Always use dn.regex=<pattern> when you intend to use regular expression matching. dn=<pattern> alone defaults to dn.exact<pattern> (in some historic versions, it used to default to dn.regex=<pattern>). As a consequence, an explicit style clears any doubt about what you're doing.
Use (.+) instead of (.*) when you want at least one char to be matched. (.*) matches the empty string as well.
Don't use regular expressions for matches that can be done otherwise in a safer and cheaper manner. Examples:
dn.regex=".*dc=example,dc=com"
is unsafe and expensive:
- Unsafe because any string containing dc=example,dc=com will match, not only those that end with the desired pattern; use ".*dc=example,dc=com$" instead.
- Unsafe also because it would allow any attributeType ending with dc as naming attribute for the first RDN in the string, e.g. a custom attributeType mydc would match as well. If you really need a regular expression that allows just dc=example,dc=com or any of its subtrees, use "^(.+,)?dc=example,dc=com$", which means: anything to the left of dc=..., if any (the question mark after the pattern within brackets), must end with a comma;
- Expensive because if you don't need submatches, you could use scoping styles, e.g.
To include "dc=example,dc=com" in the matching patterns:
dn.subtree="dc=example,dc=com"
To exclude "dc=example,dc=com" from the matching patterns:
dn.children="dc=example,dc=com"
To allow exactly one sublevel matches only:
dn.onelevel="dc=example,dc=com"
Always use ^ and $ in regexes, whenever appropriate, because:
ou=(.+),ou=(.+),ou=adressbooks,o=basedn
will match:
something=bla,ou=xxx,ou=yyy,ou=adressbooks,o=basedn,ou=addressbooks,o=basedn,dc=some,dc=org
Always use ([^,]+) to indicate exactly one RDN, because (.+) can include any number of RDNs; e.g. ou=(.+),dc=example,dc=com will match ou=My,o=Org,dc=example,dc=com, which might not be what you want.
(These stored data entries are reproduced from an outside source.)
PR #1773, opened 2020-12-24
Add more Zabbix versions and fix download path

timwsuqld:


twangboy (approved):

twangboy:
@dafyddj Would you have any idea why these urls are failing? They seem valid.

timwsuqld:
@twangboy After some investigations, it seems the same versions are not available for Windows and Linux.
e.g. Linux select box at https://www.zabbix.com/download_agents?version=4.0+LTS&release=4.0.27&os=Linux&os_version=3.0&hardware=amd64&encryption=No+encryption&packaging=Archive has 4.0.15 -> 4.0.27. While the Windows 4.0 LTS OpenSSL has 4.0.6, 4.0.7, 4.0.9 -> 4.0.17, 4.0.22->4.0.27. Windows 4.0 LTS without OpenSSL has 4.0.0, 4.0.4 -> 4.0.7, 4.0.9 -> 4.0.27.

I'll try and update it for the correct Windows OpenSSL versions

timwsuqld:
@twangboy @dafyddj After looking through the travis code and the build log, I saw it was a 403 error. I belive it's a user agent issue, not sure why the zabbix CDN is blocking us. I got it to work by adding the following at line 107 of `tests.py`
```python
                c.setopt(curl.USERAGENT, 'Mozilla/5.0 AppleWebKit/537.36 (KHTML, like Gecko; compatible; Googlebot/2.1; +http://www.google.com/bot.html) Safari/537.36')
```

Not sure what the correct useragent should be, and we might want to talk to whomever runs the Zabbix CDN to find out why it was getting blocked.

twangboy:
@dafyddj What do you think about adding that user agent?
@timwsuqld I tried updating this PR with your changes, but you aren't allowing maintainers to modify this PR.

timwsuqld:
@twangboy I'm not sure why but Github won't let me change the PR to allow maintainers to update it. After some testing, any useragent that has PycURL in it will be blocked, error 1010 (https://support.cloudflare.com/hc/en-us/articles/360029779472-Troubleshooting-Cloudflare-1XXX-errors#error1010). Before I update the PR with a different user-agent I'm going to reach out to the Zabbix team to work out the reason behind this. Maybe we can come up with our own user-agent that won't be blocked, once they understand we are doing HEAD only requests to check that the files exist.

timwsuqld:
@twangboy Zabbix have fixed the CDN to not block the CI tests. I can't see any way to retrigger Travis but it works for me locally when I run `tests.py` now.

twangboy:
Looks like we can't do any builds right now:
```
Builds have been temporarily disabled for public repositories due to a negative credit balance. Please go to the Plan page to replenish your credit balance or alter your Consume paid credits for OSS setting.
```

twangboy:
@timwsuqld Please rebase this. Then we should have some running tests.

timwsuqld:
@twangboy Rebased and CI has worked now.

PR #1789, opened 2021-03-26
Update all npp versions to latest incl intermediates

TheBigBear:


dafyddj:
Possibly a mistake but you've added winscp to this PR.

TheBigBear:
@dafyddj yes, not intentional. I am working on a number of updates. but the way the PR work is that if the first patch has not been merged yet, then the diff is the diff of the first and second ... etc etc 
How do I stop this from happening, so that they are 'clean' and only contain one programs updates in each , but I am still able to submit the three or four patches I am working on ?

TheBigBear:
@dafyddj do you know how I can remove the winscp commits from this PR ?

dafyddj:
From what I can see you are creating your PRs from your own `master` branch, so each time you push to that branch it updates any PR created from that branch.
You should rather create your PRs from a feature branch such as `update-npp` for example. More [here](https://reflectoring.io/github-fork-and-pull/#working-on-multiple-pull-requests-at-once).

dafyddj:
> @dafyddj do you know how I can remove the winscp commits from this PR ?

This is a bit more advanced but you would need to "reset" your master branch to just after the `npp` commit.
Something like `git reset --hard d40772c`, but be careful because this is destructive and you have to know what you're doing with it.

TheBigBear:
@dafyddj thanks, I will do them from a feature branch in future. ( I think I used to do that in the past - but it has been many months since my last patches - and I forgot all about that. ) I will delete / close the npp PR and re-create it new from a feature branch. probably safest and fastest at this stage. Thanks for your help.

PR #1790, opened 2021-03-26
Update RabbitMQ

keslerm:
Added all RabbitMQ versions for the current minor release (3.8)


TheBigBear:
@keslerm hi I would suggest that you  should not lump different programs into one combined PR , if there is any push back or corrections needed for one, it will be denied, best to submit them one PR by program I think.

TheBigBear:
The reason they usually want all releases, is that salt can then match on whatever version is present and do the relevant upgrades or downgrades. And in the case where the older versions are no longer publicly downloadable they still want the info on those older versions kept even if only to allow clean uninstall or removals of those versions. ( see npp.sls for one example of the format they prefer for that scenario )

keslerm:
@TheBigBear I split them up and added versions back to the current minor release (3.8)

I could add back to 3.7 but 3.8.0 came out in 2019 i feel like it's probably safe to stop there but I can keep going if it seems useful.

twangboy (approved):

PR #1791, opened 2021-03-26
WIP: Update Erlang

keslerm:
Added all Erlang versions for the last two major releases (23.x and 22.x)

Edit: Need to test this a bit more because erlang versioning is all over the place


keslerm:
Erlang has a weird caveat where minor versions ending in 0 are truncated to just show the major version.

So 23.0 shows up as 23 where as 23.3 shows up at 23.3

I attempted to deal with it the best way i could think of but i'm open to suggestions

twangboy (approved):

PR #1801, opened 2021-03-28
Update atom.sls

TheBigBear:


TheBigBear:
@twangboy have you guys in saltstack/vmware had any discussions at all about the status of the winrepo-ng and it's future? Who chooses what windows pkgs to maintain? And at what frequency, etc ? Any plans to replace it with something a bit more modern and more easily sustained ( and with a bit more security ) as this system is just so open for abuse and mis-use from a security point of view. ( no hashes, no checks, no digital signatures, no approved caches ... all things which have been becoming a must for software pkg managers in recent years IMHO )

twangboy:
@TheBigBear It's good to see you. It's been a while. We haven't had any discussions with vmware about winrepo-ng. Though I agree with you regarding the security features that could be added. The only discussion we have had on the core team is creating a module and state for the winget project (https://github.com/microsoft/winget-cli). The problem is that it only supports Windows 10. Not even sure if it supports Server versions of Windows.

twangboy (approved):

TheBigBear:
@twangboy winget is very  much tied to the windows store right now anyway and server os support is not ( yet ) not even on their roadmap. There are strong opinions out there of winget not belonging on server os , but I guess time will tell. But at the moment it looks server os support would only possibly come after they reached 1.0 and decide to add it to their roadmap in the future. Thanks for all the merges you di yesterday. Who else has merge rights and can be pinged to pick up or keep going, so as not to waste too much of your precious time for such a menial task as merging winrepo-ng PRs? ( and sorry about contacting you over your private gmail )

PR #1810, opened 2021-03-30
Fix rdcman.sls downloads

TheBigBear:


TheBigBear:
@twangboy I have put in the waybackmachine links, but commented them out and only converted this old pkg so it could be cleanly listed and removed from salt. You agree?

twangboy (approved):

PR #1811, opened 2021-03-30
Fix activeperl downloads

TheBigBear:


TheBigBear:
@twangboy is this the 'right' solution? to basically allow any installations of this old activeperl pkg to allow to be cleanly listed and or removed by salt but basically stop supporting this for any more recent not quite as outdated versions? not sure the pkg warrants the effort required? not had a single update request in four years or so since these were current ..

PR #1822, opened 2021-04-01
Update url rewrite

keslerm:


keslerm:
It looks like MS pulled the 7.2.1952 installers down.

TheBigBear:
@keslerm  I have updated urlrewrite to latest and archived old releases in such a way that they can still be listed and / or uninstalled. Had to get msi product GUID for that, so the uninstall works without having the msi to hand. 
[ see https://github.com/saltstack/salt-winrepo-ng/pull/1823 ]

TheBigBear:
@keslerm winrepo-ng dos not want to drop off or simply removed old or no longer available pkg release as they would risk to become stuck in an install. They want the old ones to still be listable and if at all possible uninstallable.

keslerm:
@TheBigBear looks good i'll close this one

PR #1830, opened 2021-04-03
Update spybot.sls to ver. 2.7.64

TheBigBear:


spybot.sls
```diff
@@ -6,9 +6,9 @@
 {% endif %}
 # Source: http://www.safer-networking.org/
 spybot:
-  '2.4':
```
twangboy, line 9: If the old version is no longer available, let's at least leave the `uninstall` data for it

twangboy (changes requested):

spybot.sls
TheBigBear: ok, not sure why I did not do this on this one. Have done this now.

twangboy (approved):

PR #1833, opened 2021-04-03
Update strawberryperl to ver. 5.32.1.1

TheBigBear:


TheBigBear:
@twangboy ok, these pre-commit checks are still broken. The actual URLs work just fine. So I guess these are some that @dafyddj did not yet manage to deal with and fix as he looked at issue https://github.com/saltstack/salt-winrepo-ng/issues/1835 
@twangboy I believe this can be merged as it is 'only' the pre-commit checks that fail not an error in the pkg sls per se.

PR #1834, opened 2021-04-03
Fix rakudo star dl link and update to ver. 2020.10

TheBigBear:


TheBigBear:
These are pre-commit check errors. It fails on a 403 which it should allow for and let pass. The downloads work. The website has introduced a 403 redirect in the middle but the pkg works as expected. This can be merged even though the checks fail. [ see issue 1835 ]( https://github.com/saltstack/salt-winrepo-ng/issues/1835) where we are tracking getting the pre-commit checks fixed to accept 403 or maybe introducing a ignore 403 error flag, whichever seems more appropriate.

twangboy (approved):

PR #1839, opened 2021-04-07
Fix patchmypc-free.sls version number

TheBigBear:
this software NEVER installs itself and always updates itself from same Url with no version number being pre-announced or given


TheBigBear:
the pre-commit tests fail, but it is a test failure and not a pkg failure. the dl script gets a 403 and redirects to get latest version. so this PR is working and can be merged.

twangboy (approved):

PR #692, opened 2024-10-11
Throw InvalidDataException when RRule is invalid

mathroc:


phil-davis:
Released in https://github.com/sabre-io/vobject/releases/tag/4.5.6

Don't use the dn.regex form for <by> clauses if all you need is scoping and/or substring replacement; use scoping styles (e.g. exact, onelevel, children or subtree) and the style modifier expand to cause substring expansion.
For instance:
access to dn.regex=".+,dc=([^,]+),dc=([^,]+)$" by dn.regex="^[^,],ou=Admin,dc=$1,dc=$2$$" write
although correct, can be safely and efficiently replaced by
access to dn.regex="^.+,(dc=[^,]+,dc=[^,]+)$" by dn.onelevel,expand="ou=Admin,$1" write
where the regex in the <what> clause is more compact, and the one in the <by> clause is replaced by a much more efficient scoping style of onelevel with substring expansion.